If you don't know the power series for $\ln(1+x)$, but you probably do, use the power series for $\frac{1}{1+t}$, and the fact that $\ln(1+x)=\int_0^x\frac{dt}{1+t}$. Expand, and integrate term by term.

$3$. We have $\ln\left(\frac{1+x}{1-x}\right)=\ln(1+x)-\ln(1-x)$.

The absolute value signs surrounding $\frac{1+x}{1-x}$ that you asked about are pointless. Since we are only working with $|x|<1$, the quantity $\frac{1+x}{1-x}$ is positive, so the absolute value signs do nothing.

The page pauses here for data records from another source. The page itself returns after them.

PR #1160, opened 2022-06-14
[beta.102] ethereum-provider package

### LINKED ISSUE #1117: Adjust Providers to work with 2.0-rc client (Ethereum, Cosmos, Solana)
- [x] Fix build
- [x] Fix types
- [x] Fix unit tests
- [ ] Update examples

xzilja:
closes [#1117](https://github.com/WalletConnect/walletconnect-monorepo/issues/1117)


bkrem:
> closes https://github.com/WalletConnect/walletconnect-monorepo/issues/1117

Quick project management note before I jump into code here: should we use "part of x" rather than "closes x" here since the issue specifies all providers, but this tackles specifically ethereum-provider as far as I can tell?

Or we can split the rest out into a new issue.

xzilja:
@bkrem I think I'll scope up an entirely new suite of issues for providers after work on ws auth is done. I want to re-work providers entirely, since scope is not that big and we can get few improvements there in terms of management and making it easier for other chains i.e. solana / cosmos / polkadot to integrate.

providers/ethereum-provider/src/index.ts
```diff
@@ -64,27 +65,21 @@ export interface EthereumProviderOptions {
 
 class EthereumProvider implements IEthereumProvider {
   public events: any = new EventEmitter();
-
-  private rpc: EthereumRpcConfig;
-
+  public rpc: EthereumRpcConfig;
```
bkrem: Is there a reason why `this.rpc` was rescoped from `private` to `public`? Couldn't find an example of it being being called from outside the class anywhere else in the diff

bkrem (approved):

bkrem:
> I think I'll scope up an entirely new suite of issues for providers after work on ws auth is done.

Gotcha, thanks for clarifying 👍

providers/ethereum-provider/src/index.ts
xzilja: I think we did this with pedro during quick fix sesh, but I just changed it back to private, ran tests and checked ts, all good. Nice catch 👌

providers/ethereum-provider/src/index.ts
```diff
@@ -229,11 +223,19 @@ class EthereumProvider implements IEthereumProvider {
     return Number(chainId.split(":")[1]);
   }
 
-  private setChainId(chains: string[]) {
```
pedrouid, line 232: I'm confused about the name change here

pedrouid: My main question is if this provider is still single-chain or is now multi-chain

xzilja: There are 2 methods `setChainId` and `setChainIds` now. One takes in array, the other single chain (string) and both perform different logic. 

`ethereum-provider` is not single chain, but it it is single namespace `eip155`. I mentioned in discord, that I want to come back to providers after we release beta 102 and re-work it based on what we discussed there as well. But it will require a lot of time, so for now I stopped at just fixing ethereum-provider

Issue #936, opened 2022-04-11
Update utils package to account for new changes


chadyj:
- [x] Update uri utils
- [x] Update validation utils

xzilja:
Done

PR #1176, opened 2022-06-21
[v2] Better error handling and feedback

### LINKED ISSUE #1139: Improved error handling
Received this feedback:

> regarding the @walletconnect/sign-client I can notice that the "5 mins timout pairing/session" error from (previously client.connect() now approval()) which was a string starting with "Pairing failed to settle after" (beta 26) changed to an undefined Error (beta 100). 
Does errors will raise a custom type/msg in later updates so that we can handle errors case differently if needed ?

We will need to delete/add some errors.

xzilja:
closes [#1139](https://github.com/WalletConnect/walletconnect-monorepo/issues/1139) and [#936](https://github.com/WalletConnect/walletconnect-monorepo/issues/936)

- More verbose / actionable error messages
- Added namespace conformity checks against requiredNamespaces
- Validating proposal id's
- New errors util, to simplify things and adhere to new error codes https://github.com/WalletConnect/walletconnect-specs/blob/main/sign/codes.md (had to add some internal ones in as well for better clarity)
- Re-worked few areas of core and engine as I was able to find few faulty cases with new validators
- Cleaned up few validators where previously `optional` argument was used, but is no longer necessary due to new rules around requiredNamespaces


packages/core/src/controllers/subscriber.ts
```diff
@@ -297,14 +296,12 @@ export class Subscriber extends ISubscriber {
...
   private async resubscribe(subscription: SubscriberTypes.Active) {
-    const { topic, relay } = subscription;
-    const params = { topic, relay };
-    this.pending.set(params.topic, params);
-    const id = await this.rpcSubscribe(params.topic, params.relay);
-    this.onResubscribe(id, params);
-    if (this.ids.includes(subscription.id)) {
-      const reason = ERROR.RESUBSCRIBED.format({ topic: subscription.topic });
-      this.deleteSubscription(subscription.id, reason);
+    if (!this.ids.includes(subscription.id)) {
```
bkrem, line 300: Could you outline what changed here, just simplified logic by inverting the if condition?

packages/utils/src/errors.ts
```diff
@@ -0,0 +1,149 @@
...
+    code: 9,
+  },
+};
+
+/**
+ * Utilities
+ */
+export function getInternalError(key: InternalErrorKey, context?: string | number) {
+  const { message, code } = INTERNAL_ERRORS[key];
+  return {
```
bkrem, line 142: Do we still get stack traces etc for these if we're simply throwing the returned object rather than actual instance of `Error`?

packages/core/src/controllers/subscriber.ts
xzilja: Essentially, before it subscribed, then checked if subscription.id is already included in subscription, if it was it then deleted subscription. I changed it so it checks if subscription.id is not already included and only if it is not, subscribes avoiding the need to delete / cleanup afterwards

packages/utils/src/errors.ts
```diff
@@ -0,0 +1,149 @@
...
+ * Types
+ */
+type SdkErrorKey = keyof typeof SDK_ERRORS;
+type InternalErrorKey = keyof typeof INTERNAL_ERRORS;
+
+/**
+ * Constants
+ */
+const SDK_ERRORS = {
+  INVALID_METHOD: {
```
bkrem, line 12: Style (optional):

Could be nice to label these by error class, similar to how they are in the spec, e.g.:

```js
  /* ----- INVALID (1xxx) ----- */
  INVALID_METHOD: {
  // ...
  /* ----- UNAUTHORIZED (3xxx) ----- */
  UNAUTHORIZED_METHOD: {
```

packages/utils/src/errors.ts
```diff
@@ -0,0 +1,149 @@
...
+  },
+  UNAUTHORIZED_UPDATE_REQUEST: {
+    message: "Unauthorized update request.",
+    code: 3003,
+  },
+  UNAUTHORIZED_EXTEND_REQUEST: {
+    message: "Unauthorized extend request.",
+    code: 3004,
+  },
+  USER_REJECED: {
```
bkrem: Typo:

```suggestion
  USER_REJECTED: {
```

packages/utils/src/errors.ts
```diff
@@ -0,0 +1,149 @@
...
+    message: "User rejected.",
+    code: 5000,
+  },
+  USER_REJECED_CHAINS: {
```
bkrem:
```suggestion
  USER_REJECTED_CHAINS: {
```

packages/utils/src/validators.ts
```diff
@@ -6,7 +6,46 @@ import {
...
+import { hasOverlap } from "./misc";
+
+export type ErrorObject = { message: string; code: number } | null;
+
+// -- types validation ----------------------------------------------------- //
+
+export function isValidArray(arr: any, itemCondition?: (item: any) => boolean) {
+  if (Array.isArray(arr)) {
+    if (typeof itemCondition !== "undefined" && arr.length) {
+      const matches = arr.filter(itemCondition);
```
bkrem: Can simplify this by using `Array#every` to check every array item meets the predicate/condition, then no length comparison needed:

```suggestion
      return arr.every(itemCondition);
```

packages/utils/src/validators.ts
```diff
@@ -6,7 +6,46 @@ import {
...
+      return matches.length === arr.length;
+    } else {
+      return true;
+    }
+  }
+  return false;
+}
+
+export function isValidObject(obj: any) {
+  return Object.getPrototypeOf(obj) === Object.prototype && Object.keys(obj).length;
```
bkrem, line 28: So we're not seeing empty object `{}` as a valid object, is that correct?

xzilja: I actually just moved this one while re-organising, but yeh `{}` not valid object in cases where this one is used

packages/utils/src/validators.ts
```diff
@@ -6,7 +6,46 @@ import {
...
+export function isValidString(input: any, optional: boolean) {
+  if (optional && isUndefined(input)) return true;
+
+  return typeof input === "string" && Boolean(input.trim().length);
+}
+
+export function isValidNumber(input: any, optional: boolean) {
+  if (optional && isUndefined(input)) return true;
+
+  return typeof input === "number";
```
bkrem: Another "fun" little JS nugget, we need to guard against `NaN` here because:

```
typeof NaN
-> 'number'
```

```suggestion
  return typeof input === "number" && !isNaN(input);
```

---

(😂 😭 )

bkrem: Lol I just realised this code just moved up in the file 🤦 

Anyways good to double check I guess 🤷

packages/utils/src/validators.ts
```diff
@@ -119,74 +125,220 @@ export function isSessionStruct(input: any): input is SessionTypes.Struct {
...
+  }
+
+  return error;
+}
+
+export function isValidNamespaceMethodsOrEvents(input: any): input is string {
+  let valid = true;
+  if (isValidArray(input)) {
+    if (input.length) {
+      input.forEach((item: any) => {
```
bkrem: Think this can also be simplified with `every`, which is doing basically the same thing under the hood:

```suggestion
      valid = input.every((item: any) => isValidString(item, false))
```

packages/sign-client/src/controllers/engine.ts
```diff
@@ -471,7 +476,7 @@ export class Engine extends IEngine {
       case "wc_sessionEvent":
         return this.onSessionEventRequest(topic, payload);
       default:
-        // TODO(ilja) throw / log unsuported event?
+        this.client.logger.info(`Unsuported request method ${reqMethod}`);
```
```suggestion
        this.client.logger.info(`Unsupported request method ${reqMethod}`);
```

packages/sign-client/src/controllers/engine.ts
```diff
@@ -497,12 +502,12 @@ export class Engine extends IEngine {
       case "wc_sessionRequest":
         return this.onSessionRequestResponse(topic, payload);
       default:
-        // TODO(ilja) throw / log unsuported event?
+        this.client.logger.info(`Unsuported response method ${resMethod}`);
```
```suggestion
        this.client.logger.info(`Unsupported response method ${resMethod}`);
```

bkrem (commented):
Took me a while but I've gone over everything, great work here this was an intense change 💯 

I want to have another pass at `validators.ts` at a later point since that's the most dense diff in terms of logic. 

Ping me for re-review once the error stack trace stuff is there, and then I'll approve from my side after I checked that and had another pass at `validators.ts` and the validators spec side by side 👍

bkrem (approved):
💪 :shipit:

pedrouid (approved):
👍

PR #1178, opened 2022-06-22
[v2] Client authentication

xzilja:
- Rename `waku` implementation to `iridium`
- Remove relayUrl formatting and fallback handling from core (it's all in one place now in relay controller)
- Add relay authentication to relay.init() method
- Added `node-fetch` package for fallback when fetch is not available
- Remove `relayProvider` option from opts
- Update `@walletconnect/utils` packages
- Update utils tests


ops/js/README.md
```diff
@@ -4,7 +4,7 @@
 2. Install redis and run it as a [brew service](https://gist.github.com/tomysmile/1b8a321e7c58499ef9f9441b2faa0aa8)
 3. Bootstrap lerna (install npm packages) `npm run bootstrap`
 4. Verify installation `npm run check`
-5. Start relay server `PORT=5555 npm run start --prefix=servers/relay`
+5. Start ts-relay server (separate repo) `PORT=5555 npm run start`
```
bkrem:
```suggestion
5. Start ts-relay server ([separate repo](https://github.com/WalletConnect/ts-relay)) `PORT=5555 npm run start`
```

packages/core/src/constants/core.ts
```diff
@@ -7,7 +7,6 @@ export const CORE_STORAGE_PREFIX = `${CORE_PROTOCOL}@${CORE_VERSION}:${CORE_CONT
 export const CORE_DEFAULT = {
   name: CORE_CONTEXT,
   logger: "error",
-  relayUrl: "wss://relay.walletconnect.com",
```
bkrem, line 10: Are we still defaulting to this endpoint somewhere else? Couldn't find with cmd+F in the diffs here, but I've probably just missed it somewhere.

xzilja: We had 2 fallbacks in relay and core, this one is from core. I simplified it a bit with most relay stuff now being in that respective controller

packages/core/src/controllers/relayer.ts
```diff
@@ -62,20 +64,22 @@ export class Relayer extends IRelayer {
...
-      typeof opts.relayProvider !== "string" && typeof opts.relayProvider !== "undefined"
-        ? opts.relayProvider
-        : new JsonRpcProvider(new WsConnection(rpcUrl));
     this.messages = new MessageTracker(this.logger, opts.core);
     this.subscriber = new Subscriber(this, this.logger);
     this.publisher = new Publisher(this, this.logger);
+
+    // re-assigned during init()
+    this.providerOpts = { ...opts };
+    this.provider = {} as IJsonRpcProvider;
```
bkrem, line 73: Is this needed from a class semantics perspective or can we leave `this.provider` as `undefined` until it is assigned during `init`? 

Avoids the empty assignment with type cast here and is technically more accurate for it to be undefined at the constructor stage with this new approach.

xzilja: Mainly to avoid checking for provider being undefined everywhere where it is used (a lot in relay). It becomes "defined" after initialisation and we already have guards for that

pedrouid (approved):
👍

ganchoradkov (approved):
LGTM 👍

bkrem (approved):
Big Diff Energy 👍

tfalencar:
- So this is the PR that removes the self-hosting relay server code. Now that we are almost one year after this, do we have any date estimates for open sourcing the backend code (specially given users were pushed to move to V2)?
- Also now that I see this, seeing waku being renamed to something else looks confusing - does it mean that walletconnect won't follow / contribute back to the waku protocol anymore?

Some detail: It is standard that $\frac{1}{1-u}=1+u+u^2+u^3+\cdots$, with the series converging when $|u|<1$. Put $u=-t$. We obtain $$\frac{1}{1+t}=1-t+t^2-t^3+\cdots=\sum_{k=0}^\infty (-1)^kt^k.$$ It follows that (for $|x|<1$) $$\ln(1+x)=\int_0^x\frac{dt}{1+t}=\int_0^x\left(\sum_{k=0}^\infty (-1)^kt^k \right)dt=\sum_{k=0}^\infty(-1)^k\frac{x^{k+1}}{k+1}.$$ We have now carried out Hint $1$.
Now substitute $-x$ for $x$ in our expression for $\ln(1+x)$. We get $$\ln(1-x)=\sum_{k=0}^\infty(-1)^k\frac{(-x)^{k+1}}{k+1}=-\sum_{k=0}^\infty \frac{x^{k+1}}{k+1}.$$ (The terms $(-1)^k$ and $(-1)^{k+1}$ have product $(-1)^{2k+1}$, which is identically equal to $-1$.) We have now carried out Hint $2$.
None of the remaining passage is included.